Wieso die Warnung vor dem, was der versteckte Sinn eines jeden Film ist? Wurde dieses Medium denn nicht entwickelt, um die Erinnerung an die Toten zu bewahren? Der Tod sei durch den Film ein gutes Stück zurückgedrängt worden, hieß es bereits 1895. In jenem Jahr, als die Gebrüder Lumière den Zelluloid-Streifen erfanden. In der Tat: Nichts hält Aussehen, Bewegung und Stimme eines Verstorbenen so genau fest, nichts konserviert den Eindruck einer Persönlichkeiten so exakt wie ein Film. Ein Gang durchs Filmarchiv ist wie ein Ausflug ins Jenseits. Überall Personen, festgehalten auf Zelluloid, die als Projektion Auferstehung feiern. Die Unsterblichkeit in einer säkularisierten Welt. Weshalb also warnen davor?

Niemand darf mehr den Namen des Toten nennen

Jeder kennt den Glauben, daß der Akt des Fotografierens die Seele raubt. Und wirklich, wer das Foto eines Menschen besitzt, hat zugleich Macht über ihn. Indem er es beliebig oft betrachten, es veröffentlichen und in neue Kontexte stellen kann. Da braucht eine magische Erklärung gar nicht erst bemüht zu werden.

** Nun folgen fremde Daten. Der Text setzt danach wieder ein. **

Issue #305, opened 2024-12-27
Node Crashes when Proving with too Little RAM


aszepieniec:
A gentleman on Telegram reports that his node crashes from time to time. His machine was configured to mine (composing+guessing) but he mentioned that he didn't succeed to mine any blocks yet. This is a stack trace from the last crash before we (think we) resolved the issue:

```
thread 'tokio-runtime-worker' panicked at /root/neptune-core/src/mine_loop.rs:573:26:
unexpected error while composing: external proving process failed

Caused by:
    proving process did not return any exit code

Stack backtrace:
   0: anyhow::error::<impl core::convert::From<E> for anyhow::Error>::from
stack backtrace:
   0: rust_begin_unwind
   1: core::panicking::panic_fmt
   2: neptune_cash::mine_loop::mine::{{closure}}
   3: <tracing::instrument::Instrumented<T> as core::future::future::Future>::poll
   4: tokio::runtime::task::harness::Harness<T,S>::poll
note: Some details are omitted, run with RUST_BACKTRACE=full for a verbose backtrace.
Aborted (core dumped)
```

My reading was that the out-of-domain proving process is consuming too much memory and is killed by the operating system, resulting in no return code. Running with the flag `TVM_LDE_TRACE="no_cache"` seems to have fixed the issue. He even mentioned that he mined some blocks after this.

I say "resolved" but I really mean "found a workaround to avoid crashing the node". Properly resolving this issue would be:
 - [ ] (In `triton-vm`) automatically switch to memory-efficient code path when memory is insufficient ([Issue 331](https://github.com/TritonVM/triton-vm/issues/331)).
 - [x] (In `neptune-core`) catch the absence of return code gracefully ~~and, if not already set, set `TVM_LDE_TRACE="no_cache"` and retry~~.
 - [x] (In `neptune-core`) inform user with informative log messages.

dan-da:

Aber im Falle der Aborigines geht die Spur womöglich in eine andere Richtung. Im Seelenglauben der australischen Ureinwohner spielt das Gehenlassen, das Nicht-Festhalten des Verstorbenen eine große Rolle. Mehr noch: Die Seele muß verjagt werden. Niemand darf mehr den Namen des Toten nennen. Der könnte sich angesprochen fühlen und zurückkehren. Ähnlich vermied man in Europa, den Namen des Teufels auszusprechen. Aus Angst, er könnte das als Anruf verstehen. Dieses Gehenlassen ist nicht allein zum Wohle des Verstorbenen, auch die Lebenden wollen sich mit seiner Wiederkehr nicht belasten.

Gegen diese Auffassung prallt der säkulare Wunsch des (irdischen) Festhaltens, dessen vollkommenster Ausdruck der Film ist. Diese Bedeutung spürt jeder, der eine andere Person vergessen will. Dann wird er deren filmisches oder fotografisches Abbild als erstes entsorgen. Eben weil ihr Eindruck darin lebendiger erhalten ist, als zum Beispiel in einer Handschrift.

Fraglicher Nutzen der Historie

Für eine Kultur, zu deren Selbstverständnis die Geschichtlichkeit gehört, ist der Film von unschätzbaren Wert. Durch ihn bleiben historische Personen und Ereignisse „lebendig”. Aber spätestens seit Nietzsche und Joyce ist der Nutzen von Historie in Frage gestellt. „Die Geschichte ist ein Albtraum, aus dem ich zu erwachen versuche”, sagt Stephen Dedalus im „Ulysses” (1914).

Oft genug wurde geschichtliches Bewußtsein als Zeichen kultureller Entwicklung gedeutet. Aber womöglich sind nicht-historische Kulturen kein Ausdruck von Tiefstand, sondern das Ergebnis einer aktiven Leistung! Durch die Tabuisierung der Toten beispielsweise, wird geschichtliche Existenz sabotiert, unmöglich gemacht. Die Vergangenheit darf gehen, sich aufheben in einer endlosen „Traumzeit”. Beides, geschichtliche wie ungeschichtliche Kultur bedürfen ständiger Anstrengung zu ihrer Erhaltung. Im ersten Fall Erinnerungsarbeit, im zweiten Fall „Vergessensarbeit“.

Freilich ist auch solche Unterteilung relativ. Bei den ahistorischen Kulturen wird das Bedürfnis nach Verwurzelung im Vergangenen durch Mythen bedient, und in der Geschichtskultur erlauben sich deren Mitglieder das Vergessen durch Nichtbeachtung historischer Dokumente. Berliner Schauspielstudenten, die vor einigen Jahren auf Orson Welles und Klaus Kinski angesprochen wurden, kannten diese schon nicht mehr. Es ist nur eine Frage der Zeit, bis beide endgültig gehen dürfen.